# gillen's monitor (pygmy mulga monitor)



## Kaaza (May 15, 2009)

Hi all just been out to snakes down under today which is a reptile park in childers its great anyway they had some pygmy mulga monitors there and there awsome just wanted to know if any one on the site has any and can tell me a bit about them......... and if anyone on the site breeds them or know of any one that would be great and just any info on them would be great ect. 


thanks heaps in advance


----------



## Aslan (May 16, 2009)

*Kaaza* - What information are you looking for?

They are a great little monitor, one of my favourite captives. They are full of energy and are extremely agile, swinging and jumping around their enclosure.

You keep them the same as any other small Monitor, very hot with plenty of space to run around. They love to climb and make use of every available piece of space in an enclosure. Keeping them in groups works well and they seem to interact to some degree.

I feed mine primarily on Woodies, with the occasional pink mouse thrown in. 

Whilst they remain skittish like most small Monitors I have not known mine to bite. I have recently placed my remaining two within a (roughly) 3x2x2 vertical enclosure with a rock background, whilst I am not 100% happy with the temperature setup yet I am tweaking it and it seems to be working quite well...

I find them to be a great display animal as they are active and quite bold.

Any specific questions, let us know..


----------



## Kaaza (May 16, 2009)

Thanks Aslan....what temps do they like and how big do they grow do you handle yours alot? and do you know of any breeders?


----------



## cris (May 16, 2009)

The basking site should be over 50C, they get a bit over a foot long.


----------



## southwazza (May 16, 2009)

does anyone have any pics of them and possibly set ups?


----------



## Kaaza (May 20, 2009)

any breeders on this site


----------



## Kaaza (May 27, 2009)

or know of any..........................????????????????


----------



## gex_gecko (Dec 19, 2009)

*gillens monitor*

*hi im shaun here is some info on the pygmy mulga monitor (gillens monitor)*

Pygmy Mulga Monitors are goannas that live in central and central-western Australia. They are found in under bark, in cracks and hollows in trees like mulga in desert areas.
Pygmy Mulga Monitors are goannas that live in central and central-western Australia. They are found in under bark, in cracks and hollows in trees like mulga in desert areas.
Pygmy Mulga Monitors eat insects and small lizards.
Pygmy Mulga Monitors flick their tongue to taste the air to find their food. They also use their senses of smell and sight.
To catch and eat their food Pygmy Mulga Monitors chase prey and catch it in their toothed jaws. Small prey is swallowed whole. They use their front teeth and claws to break apart large prey. The food is then swallowed.
Other monitors and birds of prey, such as eagles, eat Pygmy Mulga Monitors.
Pygmy Mulga Monitors walk and climb on all four legs.
They lay about three to seven eggs each breeding season. Young Pygmy Mulga Monitors look after themselves.
Pygmy Mulga Monitors like all other goannas and monitor lizards have a forked tongue that they flick in and out to 'taste' the air when searching for food.

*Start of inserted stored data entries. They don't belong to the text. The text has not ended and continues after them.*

PR #991, opened 2023-01-12
Fix display name bug for Single Column Table references

lesaltzm:
Single Column Table expressions (dotted names, with the lhs that's a table), are not supported in the interpreter. In Canvas, they have a subtle bug where the display name set for the resulting type is set to the field type rather than the base table's. This is incorrect, and leads to bugs when the base table was not associated with any child record/tables.


LucGenetier:
✅ No public API change.

MikeStall (approved):

PR #1615, opened 2023-06-27
Add error messages for formula columns Text function.

gregli-msft:


LucGenetier:
✅ No public API change.

src/strings/PowerFxResources.en-US.resx
```diff
@@ -4222,6 +4222,14 @@
     <value>Cannot reference virtual table {0} in formula columns.</value>
     <comment>Error Message. Used in formula columns for a formula that references a virtual table.</comment>
   </data>
+  <data name="FormulaColumns_TextNumberMissingFormat" xml:space="preserve">
```
CarlosFigueiraMSFT, line 4225: This is not the place where those strings should be... PFx assemblies should only have resources that are used by PFx. If this is used only by formula columns, then it should be on that project.

MikeStall (approved):

src/strings/PowerFxResources.en-US.resx
MikeStall: This is being tracked by https://github.com/microsoft/Power-Fx-Dataverse/issues/192

LucGenetier:
✅ No public API change.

they can cost anywhere between $100-$400 you need a basic liscense and somewhere between a 2-3 foot tank


----------



## richardsc (Dec 19, 2009)

theres a few breeders of them,i have 3 eggs due to hatch any day now,but will be holding on to this clutch me thinks,kazza try gecko dan off this site,he breeds them and is in your area,and for cage ideas look at his website and his cages,he uses arboreal type set ups i believe,i prefer using 4 foot aquariums,easier to set up the temp gradients and hot basking area for me here in melb,also they can grow to 45 cm in length,they dont like being held,they actually are one of the hardest monitors to restrain,they wiggle and twist to get out of your grip,and being so small you cant hold them to tight for fear of hurting them,there cool little monitors though


----------



## stitches (Feb 2, 2010)

*Pygmy Mulga Monitors*

I have not had Pygmy Mulga Monitors before so I need a few questions answered.
I have an enclosure 4 by 2 by 2 feet. I would like to know how many Pygmy Mulga Monitors it would comfortably house?. If I bred them is there a decent market for them, or can I have more than 1 female together?.
Thanks


----------



## TWENTY B (Feb 2, 2010)

more than 1 female is fine... you could probably keep 3-4 in a 4x2x2

monitors are awsom, you will hard struck finding a more interesting pet.
although they aren't real keen on handeling, just watching them "do what they do" is mesmerising.
they never fail to put a smile on my face..
do yourself a favoure, get some..............


----------



## zeppelin (Feb 2, 2010)

Hey I have had a bit of luck breeding these little guys over the last 2 years, I was also like you after the first time I seen them up close and personal, I just had to have some, I have found that with mine that they don't mind being together (all bar 1 female she hate other females)and some times do look like they are chasing each other, but that is probably a dominance thing, and a couple of last years males that I held back always fight over woodies.
I keep some in a 4ft fish tank and some in a 1200mm x 600 x 600 malimine and glass front enclosure, with a 75 watt spott light over a multi level slate tower for basking, the top level gets over 50 degrees and they love laying directly on that, I also have a heat matt under a peace of slate on the floor, all my heating is at one end of the enclosure so there is a cooler area for them to retreat to if wanted.
I have a couple of eggs that are due in a week or so and they dont have homes to go to at present


----------



## stitches (Feb 3, 2010)

*stitches*

just to let you know I'm interested and have sent a private message


----------